In a press release, Florida Justice Reform Institute President William Large said attempts by trial lawyers to roll back Governor Ron DeSantis' tort reforms were politically motivated efforts to discourage other states from adopting similar measures. The Florida Senate rejected trial lawyer-sponsored legislation to rollback the 2023 legal reforms, and the bill was ultimately withdrawn. DeSantis had also vowed to veto any legislation undermining the 2022–2023 reforms credited with stabilizing Florida’s insurance market. Insurance Commissioner Michael Yaworsky warned that proposed changes backed by trial lawyers would reverse progress by encouraging excessive litigation. Large emphasized that Florida’s 2023 tort reforms will continue serving as a national model.
On February 5th, Governor DeSantis issued a press release announcing significant improvements in Florida's insurance market.

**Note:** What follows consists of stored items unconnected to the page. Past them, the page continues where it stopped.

PR #6014, opened 2026-07-24
[rshapes] Correct `DrawPolyLinesEx()` line thickness.

MatthewRoush:
Follow up to #6004. The previous formula would produce inconsistent results for different polygons with the same `thick` parameter.


raysan5:
@MatthewRoush thanks for the review! BTW, the example looks really good, maybe it can be added as a new example

MatthewRoush:
Thanks for liking the example! I'll submit a PR with an example that's more consistent with the example template.

PR #6015, opened 2026-07-24
[rcore][GLFW] Fix window landing off-screen when it's bigger than the monitor workarea

### LINKED ISSUE #6002: [rcore][GLFW] Bad window placement with portrait displays
Hi, just tried updating from raylib 5.5 to 6.0 and ran into a bug only happening with 6.0.
If I have screen 3 as Windows' main display, InitWindow() will just flash a window and then it disappears.
It shows in the taskbar with a full white screenshot/preview, but my game is mostly black. It seems to popup outside the screens.
If i shift+win+arrow left/right maybe 5 times, i can get it to suddenly show up on one of the screens and with correct graphics, but window dimensions far off what i had picked. mine were like 16:9 but the window shows up at maybe 9:16 it seems.
My screen 3 is in portait mode.
If I make screen 2 (or 1) my main display, everything works as it did with raylib 5.5.
If I run a SetWindowPosition(0,0); right after InitWindow(), the window shows up with right dimensions correctly, also like it was in 5.5. Even on screen 3. So that's a workaround for the broken default behavior.
Windows 10, latest updates, screens on the side are 2560x1440 and the portrait one is 1080x1920. it's a normal 1920x1080 screen i've rotated, so the setting in Windows is "Portrait" to rotate it 90deg.

Image

Tested with both 6.0 master branch as of today https://github.com/raysan5/raylib/commit/1c3a7748ea665a35b881f991783a998e385a0e33 and 6.0 source zip.
i used the vs2022 sln. did a debug static lib build.

Gooh456:
Fixes #6002.

`InitPlatform()` centers the window with `monitorX + (monitorWidth - width)/2`. There's no check for the window being wider or taller than the monitor. When it is, that goes negative and the window gets placed outside the virtual desktop. On Windows this isn't just "off-center", `glfwSetWindowPos`/`GetWindowPosition` come back with garbage coordinates and the window can stay invisible until you drag it back with win+shift+arrow, which matches what's described in #6002 (portrait primary monitor, landscape window, window vanishes, `SetWindowPosition(0,0)` right after `InitWindow()` "fixes" it).

`SetWindowMonitor()` already handles this correctly, it anchors to the workarea origin instead of centering when the window doesn't fit. This PR just applies the same guard in `InitPlatform()`.

How I checked it: wrote a small repro that calls `InitWindow()` with a width bigger than my monitor and reads `GetWindowPosition()` right after.

Before:
```
RESULT window position: x=2147483392 y=66
```
After:
```
RESULT window position: x=0 y=0
```

Also checked a normal window size still centers the same as before (800x450 on a 1920x1032 workarea gives x=560 y=291, matches the math).

I don't have a real portrait-monitor multi-display setup to reproduce the exact report in #6002, only a single landscape monitor here, so I forced the same code path by requesting a window wider than my monitor instead. Same math, same branch, just couldn't test the literal portrait-monitor case.

### DIFF
--- a/src/platforms/rcore_desktop_glfw.c
+++ b/src/platforms/rcore_desktop_glfw.c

Statewide major auto insurers such as GEICO, Progressive, and State Farm have filed for rate reductions of 10.5%, 8.1%, and 6%, respectively. Additionally, Citizens Property Insurance is implementing premium decreases averaging 5.6% statewide, benefiting approximately 75% of homeowners in Miami-Dade County. Over the past two years, eleven new insurance companies have entered the Florida market contributing to increased competition and market stability.
Sean Kevelighan has been Chief Executive Officer of the Insurance Information Institute since August 2016. He previously held senior roles in public affairs and communications at Zurich Insurance Group, Citigroup, and several public affairs firms advising major corporations on policy and reputation management. Earlier in his career he served in the George W. Bush administration on Capitol Hill with key roles in the Treasury Department Office of Management Budget legislative director Congress.